Par cet amendement, nous souhaitons procéder à une clarification rédactionnelle. La rédaction actuelle laisse entendre que l’aide à mourir ferait partie intégrante du droit aux soins. Cette présentation est contestable ; les soins répondent à une logique de traitement, de prévention ou d’accompagnement, quand l’aide à mourir relève d’un régime exceptionnel et dérogatoire. La distinction n’est pas seulement sémantique, elle est juridique et philosophique. En remplaçant « ce droit comprend » par « ce droit s’ajoute », nous évitons une confusion inutile et nous préservons la cohérence de l’ensemble du droit de la santé. Une loi aussi sensible mérite une rédaction précise.
Il tend à supprimer la disposition assimilant l’aide à mourir à un soin. Cette assimilation soulève une difficulté majeure : le soin vise à préserver la santé, à soulager la souffrance ou à accompagner le patient ; l’acte qui consiste à provoquer volontairement la mort a un objectif radicalement différent. Confondre ces deux notions ne contribue ni à la clarté du débat, ni à celle de la loi. Il est parfaitement possible d’assumer un choix politique sans pour autant modifier le sens des mots.
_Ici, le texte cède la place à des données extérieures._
PR #220, opened 2023-04-11
EIP1-5345 Refactor the logging to be in separate package for reuse.

Neil-Massey:
Refactored the logging code from this module to a [logging module in EIP ERO Portal](https://github.com/cabinetoffice/eip-ero-portal/pull/294) and then copied those refactored tested classes into this microservice.


src/test/kotlin/uk/gov/dluhc/logging/config/CorrelationIdMdcMessageListenerAspectTest.kt
```diff
@@ -0,0 +1,68 @@
...
+
+import ch.qos.logback.classic.Level
+import io.awspring.cloud.messaging.core.QueueMessagingTemplate
+import org.awaitility.kotlin.await
+import org.junit.jupiter.api.BeforeEach
+import org.junit.jupiter.api.Test
+import org.slf4j.MDC
+import org.springframework.beans.factory.annotation.Autowired
+import uk.gov.dluhc.logging.testsupport.assertj.assertions.ILoggingEventAssert
+import uk.gov.dluhc.printapi.config.IntegrationTest
```
NathanRussellValtech, line 11: Hmmm, I had a feeling this would happen .... the `logging` package now has a dependency on the `printapi` package .... 🤔 

Even though we said we'd not want to do this, I wonder if there might be a case for 2 spring boot test contexts? (especially as its short'ish lived, and will one day move into the shared artefact repo)

What if there were an IntegrationTest superclass within the logging package somewhere that just brought in the beans we care about here ?

And perhaps we copy and paste the other dependencies (test log appender, and messageQueue, and anything else the other tests need ??)

We will have to do this anyway as and when we move it into the shared repo?

It might start identifying other elements that could be shared artefacts .... such as some of the test support stuff like the test log appender etc .... 🤔

adacayi (approved):
LGMT, @Neil-Massey ,

There is one minor issue about empty files under the config package in test. 
I think these need to be deleted at some point `TestRestController`, `TestScheduledJob`, `TestSqsListener`.

src/test/kotlin/uk/gov/dluhc/logging/config/CorrelationIdMdcMessageListenerAspectTest.kt
adacayi: > What if there were an IntegrationTest superclass within the logging package somewhere that just brought in the beans we care about here ?

> And perhaps we copy and paste the other dependencies (test log appender, and messageQueue, and anything else the other tests need ??)

I agree @NathanRussellValtech.. Makes sense to me to do it as part of this work.

Neil-Massey: Problem is that the test context will be based on the dependencies defined in the Gradle build file and when we move the code to a logging library the tests need to be re-written.  An example logging library module has been aded to `eip-ero-portal` but its `IntegrationTest` does not copy into this branch (as was hoped) due to the dependencies and Spring Boot auto-configuration.

src/test/kotlin/uk/gov/dluhc/printapi/config/IntegrationTest.kt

Si l’euthanasie peut recevoir de nombreuses qualifications, elle ne constitue pas un soin aux sens traditionnel, médical et juridique du terme. La cohérence de notre droit de la santé commande de maintenir cette distinction.
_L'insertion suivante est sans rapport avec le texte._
PR #226, opened 2023-04-18
EIP1-5090: EIP1-5524: send Certificate Failed To Print email

sentioservices:
This PR adds support to send a Certificate Failed To Print email when a `FAILED` print response is received from the printer.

Il vise à soumettre l’administration d’une substance létale à une habilitation spécifique et à une homologation judiciaire. Si le législateur décide d’autoriser un acte aussi grave, il ne peut être considéré comme un acte médical ordinaire. Nous parlons d’un geste irréversible dont l’objet est de provoquer la mort. Une habilitation particulière permettrait de vérifier que le professionnel est pleinement conscient des responsabilités qui lui incombent. L’intervention du juge apporterait, quant à elle, une garantie supplémentaire de contrôle, de traçabilité et de sécurité.
Cet amendement rédactionnel vise à supprimer les mots « et accompagnée » à l’alinéa 6. Les mots ont un sens, ils façonnent notre compréhension de la loi. Parler d’une personne accompagnée dans le cadre d’un acte destiné à provoquer sa mort entretient une confusion regrettable entre deux réalités fondamentalement différentes : l’accompagnement consiste à demeurer auprès du malade, à le soutenir, à soulager ses souffrances, à l’aider à traverser une épreuve ; l’euthanasie poursuit un objectif différent, puisqu’elle met fin à l’existence même de la personne – une manière bien cynique d’accompagner. Quelle que soit la position de chacun sur ce texte, nous devons conserver une terminologie juridiquement exacte et intellectuellement honnête. La loi ne doit pas masquer la réalité des actes qu’elle autorise.